Work task:
Locate every line in the records below that contains the word "used", and copy each one.

Recorded data:
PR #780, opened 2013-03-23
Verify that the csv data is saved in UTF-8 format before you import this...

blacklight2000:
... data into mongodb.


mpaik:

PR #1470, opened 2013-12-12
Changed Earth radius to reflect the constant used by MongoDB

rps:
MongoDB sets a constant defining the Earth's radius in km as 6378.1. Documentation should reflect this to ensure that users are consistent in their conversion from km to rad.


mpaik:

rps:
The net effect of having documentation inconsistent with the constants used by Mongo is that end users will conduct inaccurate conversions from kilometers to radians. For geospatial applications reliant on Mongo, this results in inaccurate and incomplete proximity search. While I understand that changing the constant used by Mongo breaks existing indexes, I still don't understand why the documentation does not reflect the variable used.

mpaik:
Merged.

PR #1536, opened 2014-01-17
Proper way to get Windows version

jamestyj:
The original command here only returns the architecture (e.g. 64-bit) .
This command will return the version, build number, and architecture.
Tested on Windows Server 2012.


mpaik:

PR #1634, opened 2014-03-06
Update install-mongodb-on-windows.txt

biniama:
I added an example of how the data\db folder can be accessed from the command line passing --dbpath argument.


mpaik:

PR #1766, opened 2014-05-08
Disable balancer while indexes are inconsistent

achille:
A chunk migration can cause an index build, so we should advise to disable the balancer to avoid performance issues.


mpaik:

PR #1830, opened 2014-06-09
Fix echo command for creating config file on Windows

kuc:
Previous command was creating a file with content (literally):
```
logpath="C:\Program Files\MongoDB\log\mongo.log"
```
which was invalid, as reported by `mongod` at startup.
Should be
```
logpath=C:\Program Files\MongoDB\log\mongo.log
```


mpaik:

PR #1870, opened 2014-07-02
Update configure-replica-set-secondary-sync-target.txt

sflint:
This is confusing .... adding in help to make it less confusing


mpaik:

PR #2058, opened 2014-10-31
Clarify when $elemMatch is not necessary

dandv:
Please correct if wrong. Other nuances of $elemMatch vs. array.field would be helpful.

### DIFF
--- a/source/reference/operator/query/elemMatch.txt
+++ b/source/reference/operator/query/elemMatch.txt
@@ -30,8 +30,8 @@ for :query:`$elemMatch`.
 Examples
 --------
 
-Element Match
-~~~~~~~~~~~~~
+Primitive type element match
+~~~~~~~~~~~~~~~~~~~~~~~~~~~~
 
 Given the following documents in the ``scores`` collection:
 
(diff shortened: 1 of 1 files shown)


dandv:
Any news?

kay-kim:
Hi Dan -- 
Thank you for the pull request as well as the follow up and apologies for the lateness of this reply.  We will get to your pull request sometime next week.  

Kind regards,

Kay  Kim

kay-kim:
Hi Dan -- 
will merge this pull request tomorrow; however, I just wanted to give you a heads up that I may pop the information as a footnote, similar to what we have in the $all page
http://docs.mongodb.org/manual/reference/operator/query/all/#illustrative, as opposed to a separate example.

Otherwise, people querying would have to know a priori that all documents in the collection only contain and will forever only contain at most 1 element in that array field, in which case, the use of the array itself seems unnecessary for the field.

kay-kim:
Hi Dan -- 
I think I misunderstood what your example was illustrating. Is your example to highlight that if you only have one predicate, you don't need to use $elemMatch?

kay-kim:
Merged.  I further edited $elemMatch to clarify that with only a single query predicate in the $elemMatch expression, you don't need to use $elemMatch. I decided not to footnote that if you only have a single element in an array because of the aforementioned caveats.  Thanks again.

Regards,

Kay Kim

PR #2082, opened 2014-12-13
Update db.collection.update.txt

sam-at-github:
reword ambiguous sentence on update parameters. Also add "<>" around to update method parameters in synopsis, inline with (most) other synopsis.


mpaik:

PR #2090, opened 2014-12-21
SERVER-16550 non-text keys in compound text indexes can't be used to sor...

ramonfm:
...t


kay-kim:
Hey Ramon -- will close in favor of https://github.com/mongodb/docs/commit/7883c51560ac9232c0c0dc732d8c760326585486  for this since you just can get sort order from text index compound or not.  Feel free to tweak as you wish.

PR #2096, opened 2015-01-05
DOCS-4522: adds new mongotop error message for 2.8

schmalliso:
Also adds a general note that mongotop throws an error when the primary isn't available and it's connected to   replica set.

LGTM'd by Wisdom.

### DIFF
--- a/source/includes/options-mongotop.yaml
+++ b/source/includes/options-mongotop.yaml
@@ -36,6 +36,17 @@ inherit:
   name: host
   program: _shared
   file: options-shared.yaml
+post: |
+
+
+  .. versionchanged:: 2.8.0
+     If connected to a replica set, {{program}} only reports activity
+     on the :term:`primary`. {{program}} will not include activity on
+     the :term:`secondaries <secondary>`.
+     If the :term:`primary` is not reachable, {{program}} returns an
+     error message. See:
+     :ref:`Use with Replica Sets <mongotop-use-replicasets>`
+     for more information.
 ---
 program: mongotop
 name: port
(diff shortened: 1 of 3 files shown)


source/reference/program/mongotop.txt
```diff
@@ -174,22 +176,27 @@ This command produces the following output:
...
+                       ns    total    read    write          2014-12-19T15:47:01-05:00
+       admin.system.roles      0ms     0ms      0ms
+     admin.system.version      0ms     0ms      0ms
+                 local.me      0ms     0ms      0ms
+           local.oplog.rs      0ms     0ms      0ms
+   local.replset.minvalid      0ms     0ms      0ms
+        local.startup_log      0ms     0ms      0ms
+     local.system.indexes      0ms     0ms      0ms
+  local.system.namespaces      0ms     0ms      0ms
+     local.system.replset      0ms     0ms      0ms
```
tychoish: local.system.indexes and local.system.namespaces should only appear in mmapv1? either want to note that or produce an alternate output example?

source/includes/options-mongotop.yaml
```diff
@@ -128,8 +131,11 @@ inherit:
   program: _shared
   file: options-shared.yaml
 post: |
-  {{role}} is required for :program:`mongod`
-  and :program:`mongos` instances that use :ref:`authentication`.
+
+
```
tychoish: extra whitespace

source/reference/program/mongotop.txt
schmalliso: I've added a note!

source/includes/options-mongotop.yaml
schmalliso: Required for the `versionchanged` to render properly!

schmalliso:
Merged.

Your response:
Changed Earth radius to reflect the constant used by MongoDB
The net effect of having documentation inconsistent with the constants used by Mongo is that end users will conduct inaccurate conversions from kilometers to radians. For geospatial applications reliant on Mongo, this results in inaccurate and incomplete proximity search. While I understand that changing the constant used by Mongo breaks existing indexes, I still don't understand why the documentation does not reflect the variable used.
SERVER-16550 non-text keys in compound text indexes can't be used to sor...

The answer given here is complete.